A título de esclarecimento conceitual, consideramos pertinente elencarmos, neste trabalho, o significado de oralidade, oralização e fala ou discurso planejado com o intuito de fazer compreender a nossa proposta de trabalho. A oralidade é concebida como um grande campo do oral, entendida de acordo com a visão de Marcuschi (2010, p. 25) “como uma prática social interativa para fins comunicativos que se apresenta sob várias formas ou gêneros textuais fundados na realidade sonora”.

A oralidade, portanto, é uma prática social que utiliza a fala para realizar a interação entre os falantes de uma língua. Ocorre para estabelecer a comunicação oral com propósitos interacionais variados e em formatos de registro linguísticos selecionados conforme as necessidades dos falantes.

A oralização no campo do ensino de língua materna é vista como verbalização do texto escrito. Leal et al. (2012, p. 17) afirmam que a oralização do texto escrito “pode ser considerada uma interseção entre o eixo da oralidade e o da leitura, pois envolve tanto o desenvolvimento da fluência de leitura quanto de algumas habilidades típicas da comunicação oral”. As autoras complementam que

[...] a oralização do texto escrito, como a leitura em voz alta; a recitação de poesias; a representação teatral, em que um determinado texto foi decorado; a notícia televisiva, em que o jornalista lê um texto; ente outras situações, colocam em evidencia diferentes recurso usados nas práticas de linguagem em que circulam textos, recursos esses que podem ser ensinados na escola.

Depreende-se do trecho que não se trata apenas do fato de emitir a voz a partir de algo escrito. A oralização envolve aspectos ou recursos que demandam esforços para o falante como a entoação, a expressão corporal e facial, entre outros, a depender do tipo de escrito que se oralize.
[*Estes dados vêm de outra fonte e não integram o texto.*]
PR #579, opened 2026-06-19
fix: correct a bug in submission priority setup

JRivrain:
- If override_priority as been set to 0 explicitely, delta_prio stays set to 0 instead of the intended
-50, then the job end-up with the default priority of 60 instead of 0.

Assim sendo, a oralização pode ser abordada na escola como foco nesses elementos que a envolvem. A nossa proposta, de certa forma, não descarta a oralização do escrito, principalmente quando o aluno entrevistador anota as perguntas básicas de uma entrevista de emprego para realizar com os colegas a simulação desse evento comunicativo.

Todavia, o foco principal deste trabalho está no planejamento da fala ou discurso mediante a realização de uma entrevista de emprego e nesse contexto, entendemos esse planejamento como sendo algo definido a partir do que se pretende falar em uma dada situação em que se conhece previamente do que se trata.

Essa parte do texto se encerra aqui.